C’est la conscience que l’auteur a de commettre une faute, cet élément subjectif tend aujourd’hui à disparaitre.

Le fait personnel ne doit pas obligatoirement être intentionnel.

Il n’est pas nécessaire que l’auteur de la faute ait eu conscience de la commettre.

A) L’inutilité de l’élément intentionnel.

Le délit :Un acte ne doit pas être forcément intentionnel. La faute civile intentionnelle est qualifiée de délit,elle engage la responsabilité sur le fondement de L’article 1382, et suppose :

  • Une volonté d’agir
  • Une intention de causer le dommage, de nuire à autrui

Le quasi délitest une faute, non intentionnelle. On n’a pas voulu le résultat dommageable. La personne engage sa responsabilité sur le fondement de L’article 1383.

Il est impossible d’assurer une faute intentionnelle.

On observe à un retour de la gradation des fautes dans certains cas (enfant né avec un handicap non décelé pendant la grossesse, aussi en droit du travail où une faute grave est requise pour engager la responsabilité du salarié – arrêt de 1958 27/11 par la chambre sociale).

B) La disparition de la condition d’imputabilité.

Pour qu’il y ait faute il faut que l’auteur ait eu conscience de son acte en principe (capacité de discernement du bien du mal). C’est la condition d’imputabilité ou d’élément moral.
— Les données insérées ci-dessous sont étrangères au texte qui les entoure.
PR #1446, opened 2024-06-12
tailwind consolidation and design tokens

jacobheric:
## Description

This separates out the work to consolidate tailwind configs and implement design tokens so it can be merge sooner than the integrations work if necessary.

## Motivation
We want to de-duplicate our tailwind configs and establish out design token pattern so we can start using them.

- [x ] Chore (refactors, upgrades, etc.)
- [ ] Docs

## Checklist


ui/packages/components/tailwind.config.ts
```diff
@@ -15,10 +15,56 @@ export default {
...
+        tertiary: {
+          '2xSubtle': 'rgb(var(--color-tertiary-2xSubtle) / <alpha-value>)',
+          xSubtle: 'rgb(var(--color-tertiary-xSubtle) / <alpha-value>)',
+          subtle: 'rgb(var(--color-tertiary-subtle) / <alpha-value>)',
+          moderate: 'rgb(var(--color-tertiary-moderate) / <alpha-value>)',
+          intense: 'rgb(var(--color-tertiary-intense) / <alpha-value>)',
+          xIntense: 'rgb(var(--color-tertiary-xIntense) / <alpha-value>)',
+          '2xIntense': 'rgb(var(--color-tertiary-2xIntense) / <alpha-value>)',
+        },
+        foreground: {
```
anafilipadealmeida, line 36: I was thinking we could go with the foreground colors as textColor for now and change that that to colors if we really need it in the future. What do you think?

anafilipadealmeida (approved):
Approving this already, could we also extend the sharedConfig to the `dev-server-ui/tailwind.config.ts`?

ui/apps/dashboard/tailwind.config.ts
```diff
@@ -1,68 +1,9 @@
 import type { Config } from 'tailwindcss';
-import defaultTheme from 'tailwindcss/defaultTheme';
+
+import sharedConfig from '../../packages/components/tailwind.config';
```
anafilipadealmeida, line 3: Non blocking: 
```suggestion
import sharedConfig from '@inngest/components/tailwind.config';
```

ui/packages/components/tailwind.config.ts
jacobheric: I think textColor takes care of most cases, but I needed to use foreground tokens on icon fills...so I added them like this so I could do: `fill-foreground-onContrast` etc. I don't *think* textColor would work in the case...but maybe!

jacobheric:
> sharedConfig

Oh yeah I forgot to do that. I can test it now.

jacobheric:
> Approving this already, could we also extend the sharedConfig to the `dev-server-ui/tailwind.config.ts`?

Yup, done. 

Oh, I noticed that the change to @inngest import of the shared config in tailwind didn't actually work. I can look into that more when I get a chance. I switched it back to relative import for now.

ui/packages/components/tailwind.config.ts
anafilipadealmeida: Then we could probably do this with [fill](https://tailwindcss.com/docs/theme#configuration-reference), the same way we do it with textColor!

PR #1459, opened 2024-06-14
fix rate limit for small limits + add rate-limit test for limits over 1

### LINKED ISSUE #1460: Rate-Limit doesn't work for small rate-limits
**Describe the bug**
For rate-limits that are small, like 5req/s per 24h, the rate-limit doesn't work correct. It let's through only one request and then blocks for 24h.

**To Reproduce**
I created a PR here to test the behavior:
https://github.com/tclass/inngest-js/pull/1

to test this, have function with a low (smaller then 10) limit per 24h and try out the rate-limit, it will send the first call through, but will block then for 24h

**Expected behavior**
The rate-limit doesn't work correct, it should let through at least 5 req in 24h

**System info**
- inngest-cli version: 0.29.1
- OS: macOS

tclass:
Fixes https://github.com/inngest/inngest/issues/1460

## Description

If we have a small limit for the rate-limiter (something under 10), the maxBurst ends up being 0, which only let's through one request. The maxBurst should probably be at least 1, so for small limits we let through at least one request.

I also added another test that actually tests the rate-limit, the one that is there, doesn't hit the bug.

## Motivation
I had a limit of 5 per 24h and it didn't work, ended up digging through  the code and found that it does:
limit / 10, which in this case means 5 / 10 = 0,5 which in integer results in a 0.

- [ ] Docs

## Checklist

### DIFF
--- a/pkg/execution/ratelimit/ratelimit.go
+++ b/pkg/execution/ratelimit/ratelimit.go
@@ -66,7 +66,7 @@ func rateLimit(ctx context.Context, store throttled.GCRAStoreCtx, key string, c 
 
 	quota := throttled.RateQuota{
 		MaxRate:  throttled.PerDuration(int(c.Limit), dur),
-		MaxBurst: int(c.Limit) / 10,
+		MaxBurst: max(1, int(c.Limit)/10),
 	}
 
 	limiter, err := throttled.NewGCRARateLimiterCtx(store, quota)
--- a/pkg/execution/ratelimit/ratelimit.go
+++ b/pkg/execution/ratelimit/ratelimit.go
@@ -54,9 +54,9 @@ func hash(res any, id uuid.UUID) string {
 
 // RateLimit checks the given key against the specified rate limit, returning true if limited.
 //
-// This allows bursts of up to 1/10th the given rate limit, by default.
+// This allows bursts of up to max(1,x/10) the given rate limit, by default.
 //
-// Tihs returns the duration until the next request will be permitted, or -1 if the rate limit
+// This returns the duration until the next request will be permitted, or -1 if the rate limit
 // has not been exceeded.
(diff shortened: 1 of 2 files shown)


goodoldneon:
It sounds like you'd like to directly configure the burst. Is that correct? Changing the default burst could be problematic since it's a breaking change to our rate limit behavior

tclass:
@goodoldneon I think the way it is implemented right now is broken for small limits. If we have a limit under 10, we will set a burst of 0, which won't let any other request through. We at least need a maxBurst of 1 to be able to handle a request. The problem is just not happening, with limits that are over 10 because then the maxBurst is big enough.

I also looked through the `throttled` library, which states it here: ```In fact a MaxBurst of zero will *never* permit a request with a quantity greater than one because it will immediately exceed the limit.```
https://github.com/tback/throttled/blob/9791826f034a62d4fdb9cdf44f62caaa7486c443/rate.go#L97

I also have this PR here, to test it out: https://github.com/tclass/inngest-js/pull/1

tclass:
@goodoldneon I would like to find a solution somehow for this. Just to get an understanding of how you understand it currently. When I have a rate limit of 5 for 1day, shouldn't it be possible to call the function 5x a day? Could you test that on your side? Do understand it wrong?

goodoldneon:
@tclass, sorry for taking a while to respond. This seems to be expected behavior since we enforce rate limiting with GCRA, which works by dividing the rate limit amount into buckets:
https://www.inngest.com/docs/guides/rate-limiting#how-rate-limiting-works

GCRA is popular rate limiting algorithm because it's much more performant than fixed window or sliding window. However, GCRA is admittedly less intuitive. Think of GCRA as a way to performantly enforce "you will not exceed N requests per T time period", but it _doesn't_ guarantee that it'll allow all N requests per T time period.

We'll work on exposing the max burst in our SDKs

PR #1472, opened 2024-06-18
Add GQL API for retrieving span output and trigger

darwin67:
## Description

Add APIs for 
1. retrieving the run span outputs, for both success and error.
2. retrieving the run's trigger

Add more integration tests to verify behavior.

- [ ] Docs

## Checklist

### DIFF
--- a/pkg/run/trace.go
+++ b/pkg/run/trace.go
@@ -235,7 +235,7 @@ func (tb *runTree) constructSpan(ctx context.Context, s *cqrs.Span) (*rpbv2.RunS
 		SpanId:       s.SpanID,
 		Name:         name,
 		Status:       rpbv2.SpanStatus_RUNNING,
-		QueuedAt:     timestamppb.New(ulid.Time(runID.Time())),
+		QueuedAt:     timestamppb.New(ulid.Time(runID.Time())), // TODO: need to be different values for steps
 		StartedAt:    timestamppb.New(s.Timestamp),
 		EndedAt:      timestamppb.New(endedAt),
 		DurationMs:   dur,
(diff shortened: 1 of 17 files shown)


pkg/run/trace.go
```diff
@@ -235,7 +241,7 @@ func (tb *runTree) constructSpan(ctx context.Context, s *cqrs.Span) (*rpbv2.RunS
 		SpanId:       s.SpanID,
 		Name:         name,
 		Status:       rpbv2.SpanStatus_RUNNING,
-		QueuedAt:     timestamppb.New(ulid.Time(runID.Time())),
+		QueuedAt:     timestamppb.New(ulid.Time(runID.Time())), // TODO: need to be different values for steps
```
jpwilliams, line 244: Do we have any other timestamp for this? A change in the future may be to allow run IDs to be created _before_ being scheduled, which might skew the `QueuedAt` time.

pkg/run/trace.go
```diff
@@ -489,27 +546,28 @@ func (tb *runTree) processInvoke(ctx context.Context, span *cqrs.Span, mod *rpbv
...
 	fnID, ok := invoke.SpanAttributes[consts.OtelSysStepInvokeTargetFnID]
 	if !ok {
-		return fmt.Errorf("missing invoke target function ID for invoke")
+		return fmt.Errorf("missing target function ID")
 	}
 
 	// run ID
-	if str, ok := invoke.SpanAttributes[consts.OtelSysStepInvokeRunID]; ok {
+	if str, ok := invoke.SpanAttributes[consts.OtelSysStepInvokeRunID]; ok && str != "" {
+		fmt.Println("RunID: ", str)
```
jpwilliams, line 560: Dangling log?

```suggestion
```

jpwilliams (approved):

pkg/run/trace.go
darwin67: good catch

pkg/run/trace.go
darwin67: This is fine for function spans but not the execution spans, which is what the comment is referring to.
I'm gonna annotate the queue item's timestamp for queued at since that's what it is for executions.

darwin67: seems like we don't have that information atm, so I'm just going to calculate the queue time from the delay.

PR #1477, opened 2024-06-18
Run tree tweaks

darwin67:
## Description

Update run tree logic with individual step processing and group processing based on context.

Group processing works well when a group needs to be created due to retries, and we need to make sure we construct the group accordingly.
Due to function level retries being grouped into the next step execution, all steps can potentially have multiple attempts.

Whereas there are times it's better to process the step itself.
These can be the happy path for most execution types, and also parallelism as well, where the discovery of steps could result in multiple attempts of execution.

Added more integration tests to verify scenarios.

- [ ] Docs

## Checklist

### DIFF
--- a/pkg/execution/executor/executor.go
+++ b/pkg/execution/executor/executor.go
@@ -889,7 +889,7 @@ func (e *executor) Execute(ctx context.Context, id state.Identifier, item queue.
 
 	ctx, span := telemetry.NewSpan(ctx,
 		telemetry.WithScope(consts.OtelScopeExecution),
-		telemetry.WithName("execute"),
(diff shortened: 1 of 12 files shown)


pkg/execution/executor/executor.go
```diff
@@ -887,9 +887,9 @@ func (e *executor) Execute(ctx context.Context, id state.Identifier, item queue.
 		))
 	}
 
-	ctx, span := telemetry.NewSpan(ctx,
+	_, span := telemetry.NewSpan(ctx,
```
darwin67, line 890: not passing down the execution span context anymore, so all spans will be a flat structure under the function span.

jpwilliams (approved):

Cette règle s’applique au pénal et a longtemps prévalue en matière civile. Les infans (bas âge) et les aliénés sont visés ici. Traditionnellement ces personnes ne pouvaient pas commettre de faute.

Cette condition a été de plus en plus critiquée comme étant injuste, car la victime ne pouvait pas alors être indemnisée. Peu à peu le droit s’est orienté vers la consécration d’une faute objective. L’élément d’imputabilité va peu à peu être supprimé.

La loi du 03/01/1968 modifie l’art 489-2 (414-3 maintenant) du code civil « celui qui a causé un dommage alors qu’il était sous l’empire d’un trouble mental n’en est pas moins obligé à réparation ». Cela engage la responsabilité civile de l’auteur et non pénale.

La jurisprudence sur la faute de l’infans consacre aussi cela. Arrêts de l’assemblée plénière du 09/05/1984, arrêts Lemaire et Derguini, abandonne l’exigence de discernement chez l’enfant (les juridictions d’appel avaient décidé un partage des responsabilités du fait que les enfants avaient aussi commis une faute, mais on a admis aussi que le défaut de discernement des enfants ne permettait pas de retenir la faute). La cassation a dit que les juridictions n’ont pas à rechercher que l’enfant ait la capacité de discerner. La faute de la victime limite son droit à réparation c’est ce qu’invoquait l’électricien qui avait causé de par ses travaux la mort de l’enfant Lemaire, qui cependant avait dévissé une douille électrique sans couper l’électricité. On admet aujourd’hui que si l’enfant a fait une faute et qu’il est aussi victime, il se serait anormal de limiter son droit à réparation.

Les projets de réforme tendent à distinguer selon que la responsabilité de la personne privée de discernement est recherchée en tant qu’auteur ou en tant que victime. En tant que simple auteur, l’élément d’imputabilité devrait être écarté. En tant que victime l’élément d’imputabilité devrait être alors exigé.

Le projet Terré en son article 47 est en ce sens, de même que L’article 1351-1 de l’avant-projet Catala.